Stored data:
»»

PR #4527, opened 2023-10-06
Seed readmes

Tratcher:
I've added props so that a readme is required in every package (it will fail to pack without one) and I've placed the empty files as placeholders.

###### Microsoft Reviewers: [Open in CodeFlow](https://portal.fabricbot.ms/api/codeflow?pullrequest=https://github.com/dotnet/extensions/pull/4527)


sebastienros (approved):

src/Libraries/Microsoft.Extensions.ObjectPool.DependencyInjection/Microsoft.Extensions.ObjectPool.DependencyInjection.csproj
```diff
@@ -20,4 +20,5 @@
   <ItemGroup>
     <InternalsVisibleToTest Include="$(AssemblyName).Tests" />
   </ItemGroup>
+
```
Tratcher, line 23:
```suggestion
```

joperezr:
This is great, thanks @Tratcher! I believe we also want it for the three projects under src/Packages?

Tratcher:
> This is great, thanks @Tratcher! I believe we also want it for the three projects under src/Packages?

Added

src/Directory.Build.props
```diff
@@ -9,6 +9,14 @@
...
   </PropertyGroup>
 
+  <PropertyGroup>
+    <PackageReadmeFile>README.md</PackageReadmeFile>
+  </PropertyGroup>
+
+  <ItemGroup>
+    <None Include="README.md" Pack="true" PackagePath="\" />
+  </ItemGroup>
+
```
joperezr, line 19:
```suggestion
  <PropertyGroup>
    <ShouldPackReadme Condition="'$(ShouldPackReadme)' == '' And '$(IsPackable)' == 'true' And Exists('$(MSBuildProjectDirectory)\README.md')">true</ShouldPackReadme>
    <PackageReadmeFile Condition="'$(ShouldPackReadme)' == 'true'>README.md</PackageReadmeFile>
  </PropertyGroup>

  <ItemGroup >
    <None Condition="'$(ShouldPackReadme)' == 'true' Include="README.md" Pack="true" PackagePath="\" />
  </ItemGroup>

```
NIT

joperezr: didn't test the above though so if you do take the suggestion it would be good to validate that it works 😄

joperezr (approved):

src/Directory.Build.props
Tratcher: But we want it to fail if there isn't a readme file. Non-packable projects are already not affected.

joperezr: I see. If we want it to fail, usually it's best to have a target that runs post Pack that validates that a readme was added, and uses `<Error` task instead so that we can show a more custom message than just something around `some x file wasn't found`, but I don't want to block the PR on this so whatever you decide is fine.

Tratcher: This seems clear enough?
```
D:\git\extensions\.dotnet\sdk\8.0.100-rc.2.23462.28\Sdks\NuGet.Build.Tasks.Pack\buildCrossTargeting\NuGet.Build.Tasks.P
ack.targets(221,5): error NU5019: File not found: 'D:\git\extensions\src\Libraries\Microsoft.AspNetCore.AsyncState\READ
ME.md'. [D:\git\extensions\src\Libraries\Microsoft.AspNetCore.AsyncState\Microsoft.AspNetCore.AsyncState.csproj]
```

joperezr: Yeah, I think that's okay.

««

What is needed: Your answer should consist of each line above in which "under" appears.

Reply:
This is great, thanks @Tratcher! I believe we also want it for the three projects under src/Packages?
> This is great, thanks @Tratcher! I believe we also want it for the three projects under src/Packages?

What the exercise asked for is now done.